The report, Protecting smokers, saving lives was approved by the council of
the Royal College of Physicians.
A Health Department spokesman said: "Calls have been made in the past to set
up a Tobacco Regulatory Authority. We do not consider that now is the right
time."
RCP ‘Protecting Smokers’ Report:
<http://www.rcplondon.ac.uk/pubs/books/protsmokers/index.asp>
RCP press release:
<http://www.rcplondon.ac.uk/news/news.asp?PR_id=156>
Source: Daily Telegraph, 11 December 2002
Women, smoking and cancer
Women cigarette smokers face a greater risk of lung cancer than realised,
says a study.
Researchers long suspected that adenocarcinoma, comprising of more than 40
percent of lung cancer in women, was linked to unknown risk factors because
it strikes women who never smoked.
Now Dr Ping Yang of the Mayo Clinic, in Rochester, Minnesota, in a study of
41,000 women to be published in the American Journal of Epidemiology
strongly links adenocarcinoma of the lungs to smoking.
Source: Daily Telegraph, 11 December 2002
Snooker star fails to snooker tobacco companies
The former snooker star Alex Higgins is among about 50 smokers whose actions
for damages brought against a number of tobacco companies have been
dismissed for want of prosecution by the Master of the High Court, reports
the Irish Times.
In the cases dismissed by the Master to date, the cigarettes companies
involved have asked for orders striking out the cases because of a failure
by the smokers to provide statements of their claims.

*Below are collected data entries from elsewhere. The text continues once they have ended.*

PR #927, opened 2026-02-14
Add Groq batch processing support

### LINKED ISSUE #914: Feature Request: add Google Gemini support batch_chat()

xmarquez:
## Summary

Adds batch processing support for `chat_groq()` via the Groq Batch API (50% cost discount, 24h completion window). Closes #914 (Groq portion — Gemini batch was #926).

Implements six batch methods on `ProviderGroq` (`has_batch_support`, `batch_submit`, `batch_poll`, `batch_status`, `batch_retrieve`, `batch_result_turn`), reusing OpenAI's `openai_upload`, `openai_download_file`, and `openai_json_fallback` helpers (the bodies are identical).

## Implementation notes

- Mirrors the existing OpenAI batch JSONL format (`custom_id` / `method` / `url` / `body`) but targets Groq's `/v1/chat/completions` endpoint.
- `batch_status` maps Groq's terminal states (`completed`, `failed`, `expired`, `cancelled`) to `working = FALSE` — OpenAI's bare `!= "completed"` check would busy-poll forever on a failed/expired Groq batch.
- `batch_retrieve` guards `output_file_id` / `error_file_id` with `length() == 1 && nzchar()` because Groq returns `"error_file_id": {}` (empty JSON object) for successful batches.
- `batch_result_turn` uses Gemini's safer guard (`!is.null(result) && result$status_code == 200L && !is.null(result$body)`) so failed/expired rows from the error file don't crash.

## Tests

Two fixture-based tests in `tests/testthat/test-provider-groq.R`:
- `batch chat works` — text path, `llama-3.1-8b-instant`
- `batch_chat_structured works` — structured path, `openai/gpt-oss-20b`

Fixtures (`tests/testthat/batch/state-capitals-groq.json`, `state-capitals-groq-structured.json`) were recorded against live Groq.

## Test plan

- [x] `devtools::test()` — 0 failures across the batch suite
- [x] `devtools::check()` — 0 errors, 0 warnings
- [x] Verified live end-to-end: submit → poll → download → parse against Groq's API
- [x] Test scope follows the trimmed pattern from #996


thisisnic (changes requested):
Thanks for submitting this PR @xmarquez.  Is it possible to separate this out into 2 PRs; one for batch processing and one for structured output? Splitting them out would make it easier to review.

For the batch processing PR, would you mind refactoring the tests to make them more in line with the existing providers tests - the Claude and OpenAI tests are probably good examples, but there might be others.

xmarquez:
Thanks @thisisnic . I've force-pushed a single commit that drops the structured output parts entirely (seems to be redundant given PR #934, which appears to be merged already, according to Claude). I tried to make the tests match the Gemini patterns (not using a lot of mocking), and added two fixtures: a plain text one (one using llama-3.1-8b-instant) and a structured one (using openai/gpt-oss-20b, reasoning, structured outputs). Both fixtures come from live testing on Groq. Let me know what you think!

tests/testthat/test-provider-groq-batch.R
```diff
@@ -0,0 +1,153 @@
+# Batch support -----------------------------------------------------------
+
+test_that("ProviderGroq has batch support", {
+  chat <- chat_groq(credentials = function() list(Authorization = "Bearer x"))
+  expect_true(has_batch_support(chat$get_provider()))
+})
```
thisisnic: Some of these granular tests become redundant as `has_batch_support()` ends up being tested implicitly by other tests anyway, so we can remove them.

thisisnic (changes requested):
Thanks for the update @xmarquez! 

There quite a bit of duplicated code here; i.e. `groq_upload_file()` is identical to `openai_upload()` - can we reduce the duplication?

There are also likely still too many tests; in #996 I removed some of the earlier ones from the Google batch PR, just keeping the basic one and then tests of unusual behaviours we've needed to implement workarounds for.  I'm going to wait to get more input on that one about the level of testing we want, but once that's reviewed and merged, it can help guide us here.

xmarquez:
Thanks @thisisnic - I've deleted `groq_upload_file`, `groq_download_file`, and `groq_json_fallback` and replaced them with the corresponding `openai_*` helpers. I've also put all the batch tests into `test-provider-groq.R` - or rather, put the two fixture tests there and dropped all the other tests. (I deleted the live API test, the has_batch_support test, and the three batch_status tests - let me know if you think any of these should stay). I also did a quick live test on my end to make sure everything works (it still does), but I didn't include it.

xmarquez:
Sorry, one other question: do we need an additional test that checks multiple terminal states, like this:

```
test_that("batch_status recognizes terminal failure states", {
  provider <- chat_groq(
    credentials = function() list(Authorization = "Bearer x")
  )$get_provider()

  for (state in c("completed", "failed", "expired", "cancelled")) {
    batch <- list(
      status = state,
      request_counts = list(total = 2L, completed = 2L, failed = 0L)
    )
    expect_false(batch_status(provider, batch)$working)
  }
})
```

Claude and Codex think we might need it, since `BatchJob$wait()` loops while `batch_status(...)$working` is `TRUE`. So if Groq returns `failed`, `expired`, or `cancelled` and `batch_status()` only checks `status != "completed"`, `batch_chat(wait = TRUE)` can wait forever. Is this your read? I have not, however, adopted this suggestion yet.

thisisnic:
> Sorry, one other question: do we need an additional test that checks multiple terminal states, like this:
> 
> ```
> test_that("batch_status recognizes terminal failure states", {
>   provider <- chat_groq(
>     credentials = function() list(Authorization = "Bearer x")
>   )$get_provider()
> 
>   for (state in c("completed", "failed", "expired", "cancelled")) {
>     batch <- list(
>       status = state,
>       request_counts = list(total = 2L, completed = 2L, failed = 0L)
>     )
>     expect_false(batch_status(provider, batch)$working)
>   }
> })
> ```
> 
> Claude and Codex think we might need it, since `BatchJob$wait()` loops while `batch_status(...)$working` is `TRUE`. So if Groq returns `failed`, `expired`, or `cancelled` and `batch_status()` only checks `status != "completed"`, `batch_chat(wait = TRUE)` can wait forever. Is this your read? I have not, however, adopted this suggestion yet.

What are your thoughts on the reasons for/against doing this?

xmarquez:
> What are your thoughts on the reasons for/against doing this?

After thinking about it, I don't think it's worth adding - the implementation in `provider-groq.R` already is correct. I guess the only reason to keep it might be if anyone were to simplify the code there by trying to use the `provider-openai.R` implementation (which uses `working = batch$status != "completed"`) the test would catch this possibility.

thisisnic:
Yeah, I agree, could be too granular.  Have pulled this locally and tested it and it appears to be working - I'll make some time next week to finish reviewing.

thisisnic:
Still thinking about a few things around design - there's a lot of duplication between the Groq and the OpenAI (*not* OpenAI-compatible) batch processing, with the Groq code being more defensive, and I'm wondering if it's going to make more sense to just combine them and make a judgment call on how defensive we want the code to be versus overdoing it.  I think for the moment, it might be simpler to merge this with any small tweaks and then come back to possible refactoring at a later point.

thisisnic (approved):
Approved, pending green CI!

xmarquez:
Thank you @thisisnic, much appreciated. Let me know if I can help.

The actions against the tobacco companies allege negligence and breach of
duty. The appellants claim their health has been damaged by tobacco related
injuries.
Source: The Irish Times, 6 December 2002
TMA ad in House mag
MPs may have voted to ban tobacco advertising - but that hasn’t stopped
their own magazine accepting sponsorship from the smokes industry, says The
Star today.
The January page in their 2003 House Magazine calendar carries an
advertisement from the Tobacco Manufacturers’ Association, which led an
unsuccessful campaign against a ban on tobacco advertising. Clive Bates,
director of ASH said: “It hardly sets a good example.”